Nov 28, 2016 • Yerui Sun

Since v.1.6.0

Background

Retention or conversion rate is important in data analysis. In general, the value can be calculated based on the intersection of two data sets (uuid etc.), with some same dimensions (city, category, etc.) and one variety dimension (date etc.).
Apache Kylin has support retention calculation based on the Bitmap and UDAF intersect_count.

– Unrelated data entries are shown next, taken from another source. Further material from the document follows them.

PR #15349, opened 2023-12-07
[Bug] - Sidenav menu collapse

guidari:
Closes #14902

The menu was not being opened because there was an if else that was avoid that had a conflict with the `onClick` in the button.
By removing the collappse started working.

`onClick={() => {setIsExpanded(!isExpanded)}}`

#### New

- Added tests to make sure the collapse functionality is covered.

#### Changed

- Added numbers to the links so we can get the `SideNavMenuItem` in the playwright.

#### Testing / Reviewing

Check if the stories that uses the `SideNavMenu` is working both in mobile and desktop view.

PR #16096, opened 2024-03-29
fix: collapse sidenav menus when side nav is closed

### LINKED ISSUE #15900: [Bug]: SideNavMenu remains expanded, when Rail SideNav collapses
### Package

@carbon/react

### Browser

Edge

### Package version

1.51.0

### React version

18.2.0

### Description

SideNavMenu remains expanded, when Rail SideNav collapses

image

### Reproduction/example

https://react.carbondesignsystem.com/?path=/story/components-ui-shell-sidenav--side-nav-rail-w-header

### Steps to reproduce

1. Hover cursor over SideNav for it to expand
2. In expanded SideNav expand first SideNavMenu
3. Move cursor away from SideNav for it to collapse into rail
4. Now you should see that there is additional empty space between first item and second item in SideNav

### Suggested Severity

### Application/PAL

_No response_

### Code of Conduct

riddhybansal:
Closes #15900 

Submenus should close when side nav closes

#### Changelog

**Changed**

- Style changes

#### Testing / Reviewing

Go to storybook , Open Side Nav -> Open Submenu -> Close side nav ,  sub menu  should collapse autromatically.


tay1orjones (changes requested):
Generally `display: none` can't be used because it [removes the element(s) from the accessibility tree](https://developer.mozilla.org/en-US/docs/Web/CSS/display#accessibility_concerns) and so it won't be read by screenreaders.  

Instead of a style-related fix, would it make sense to modify the internal state of SideNavMenu to account for the change in the parent SideNav?

This bug was introduced https://github.com/carbon-design-system/carbon/pull/15349, my guess is the fix for this would be something similar to what was removed, but without reintroducing the bug it was fixing.

packages/react/src/components/UIShell/SideNavMenu.tsx
```diff
@@ -94,6 +95,18 @@ const SideNavMenu = React.forwardRef<HTMLElement, SideNavMenuProps>(
       [customClassName as string]: !!customClassName,
     });
 
+    if (isSideNavExpanded === false && isExpanded === true && isRail === true) {
```
tay1orjones:
```suggestion
    if (!isSideNavExpanded && isExpanded && isRail) {
```

packages/react/src/components/UIShell/SideNavMenu.tsx
```diff
@@ -94,6 +95,18 @@ const SideNavMenu = React.forwardRef<HTMLElement, SideNavMenuProps>(
...
+      setIsExpanded(false);
+      setPrevExpanded(true);
+    } else if (
+      isSideNavExpanded === true &&
+      prevExpanded === true &&
+      isRail === true
+    ) {
```
tay1orjones:
```suggestion
    } else if (isSideNavExpanded && prevExpanded && isRail) {
```

tay1orjones (changes requested):

tay1orjones (approved):

guidari (approved):
LGTM! 🚀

This article introduced how to use this feature.

Usage

To use retention calculation in Apache Kylin, must meet requirements as below:
* Only one dimension can be variety
* The measure to be calculated have defined precisely count distinct measure

The intersect_count usage is described below:

intersect_count(columnToCount, columnToFilter, filterValueList)
`columnToCount` the columnt to cacluate and distinct count
`columnToFilter` the variety dimension
`filterValueList` the values of variety dimension, should be array

Here’s some examples:

intersect_count(uuid, dt, array['20161014', '20161015'])
The precisely distinct count of uuids shows up both in 20161014 and 20161015

intersect_count(uuid, dt, array['20161014', '20161015', '20161016'])
The precisely distinct count of uuids shows up all in 20161014, 20161015 and 20161016

intersect_count(uuid, dt, array['20161014'])
The precisely distinct count of uuids shows up in 20161014, equivalent to `count(distinct uuid)`

A complete sql statement example:

select city, version,
intersect_count(uuid, dt, array['20161014']) as first_day,
intersect_count(uuid, dt, array['20161015']) as second_day,
intersect_count(uuid, dt, array['20161016']) as third_day,
intersect_count(uuid, dt, array['20161014', '20161015']) as retention_oneday,
intersect_count(uuid, dt, array['20161014', '20161015', '20161016']) as retention_twoday
from visit_log
where dt in ('2016104', '20161015', '20161016')
group by city, version

Conclusions

Based on Bitmap and UDAF intersect_count, we can do fast and convenient retention analyze on Apache Kylin. Compared with the traditional way, SQL in Apache Kylin can be much more simple and clearly, and more efficient.